Vipin is 18. He studies while supporting a family of seven. His mother had to stop working after a serious liver illness. His father works in a factory. For Vipin, this job is not a side hustle. It is survival.
He does not complain. He speaks plainly about what he hopes for: fairer targets, safer conditions, steady pay. He also dreams beyond this life. One day, he wants to wear a uniform and serve as a soldier.
Workers like Vipin keep the convenience economy running. They bring food, medicine and essentials to our homes, often at real personal cost. Yet their long hours, unstable incomes and lack of security rarely enter everyday conversation.
This is not about pity. It is about recognition. Every delivery carries someone’s effort and risk. A city that depends on them owes them safer, fairer working conditions.
For Nidhi Anand, fostering animals was never a decision. It was simply how life unfolded.
She grew up around cats and dogs, without fear or fuss. Empathy came naturally. One memory, though, shaped her deeply. As a schoolgirl, she watched a young dog die slowly of rabies. Instead of turning away, she leaned into care.
Over the years, her Tricity home has quietly become a refuge. She lives with several cats of her own and regularly fosters kittens and dogs. She does not charge for it and avoids calling it charity. For her, it is about being there when an animal or a family needs a safe pause.
Adoptions do not end with paperwork. Families know they can return with questions or concerns. Support continues. The door stays open.
The journey was not easy. There was a time when vet care for cats was scarce and Indian cats were dismissed as wild or unwanted. With no online guides or ready networks, she learnt slowly through experience and shared knowledge.

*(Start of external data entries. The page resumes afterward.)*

PR #6793, opened 2025-06-14
feat(pos): add confirmation dialog for multi-store user selection in POS (#6763)

### LINKED ISSUE #6763: Ask for confirmation to display QR code for Server Admins in POS
In most cases, when selecting a user from the dropdown to log into the Point of Sale, you're typically choosing the dedicated user for that specific store.

However, selecting the Server Admin or any user with multistore access introduces a potential security risk. It's also easy to accidentally select such a user. To mitigate this, the system should prompt a confirmation when a user with access to multiple stores is selected. For example:

"Are you sure you want to generate a QR code for a user who has access to multiple stores?"

This confirmation ensures users are aware they are not logging in under a store-scoped account.

Image
(screenshot illustrating the problem ^)

Ayrabb:
- Adds a confirmation dialog when a multi-store user is selected in the POS.
- Ensures users are aware of and confirm multi-store selection before proceeding with an order.
- Passes the selected userId to the backend for accurate order attribution.
- Updates the POS controller to accept and process the userId field.
- (Closes #6763)

### DIFF
--- a/BTCPayServer/Plugins/PointOfSale/Controllers/UIPointOfSaleController.cs
+++ b/BTCPayServer/Plugins/PointOfSale/Controllers/UIPointOfSaleController.cs
@@ -106,7 +106,6 @@ namespace BTCPayServer.Plugins.PointOfSale.Controllers
             var store = await _appService.GetStore(app);
             var storeBlob = store.GetStoreBlob();
             var storeBranding = await StoreBrandingViewModel.CreateAsync(Request, _uriResolver, storeBlob);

Her larger contribution lies in changing perception. Cats, often ignored or misunderstood, are now being adopted more readily across the Tricity. She sees attitudes shifting, quietly and steadily.
Nidhi Anand shows how real service often happens in ordinary spaces, one rescued life at a time.
Supreet Dhiman meets a lot of people who say the same thing when they sit down with her. I’m tired, but I don’t know if I’m allowed to feel this way. Teenagers worried about exams, professionals stretched between work and home, new mothers adjusting to change, and senior leaders carrying quiet stress all turn up with similar concerns.
A trained mental health professional, Dhiman believes well-being is not about being happy all the time or escaping pressure. It is about slowing down, understanding emotions, setting boundaries and making thoughtful choices instead of constantly reacting. In her work, she often sees how guilt keeps people stuck, pushing themselves too hard, saying yes too often, and ignoring their own needs until anxiety or burnout catches up.
Her journey into mental health began with research on incest and family-based abuse in India, where she saw how shame and fear stop survivors from speaking up. The experience shaped her belief that emotional distress is still misunderstood and brushed aside in Indian society.
After the pandemic, Dhiman trained with the UK’s National Health Service and qualified with the British Association for Behavioural and Cognitive Psychotherapies. She has since delivered over 1,000 therapy sessions in India and overseas.
She now runs Shaping Destiny, a mental health and wellbeing initiative working with individuals, colleges and workplaces across the Tricity.
Dhiman is also developing a year-long training programme, aligned with NHS protocols, to prepare psychology graduates for clinical practice.
At the centre of her work is a simple message. Mental health is not about staying strong at all costs. It is about learning when to pause, ask for help and take care of oneself without feeling guilty.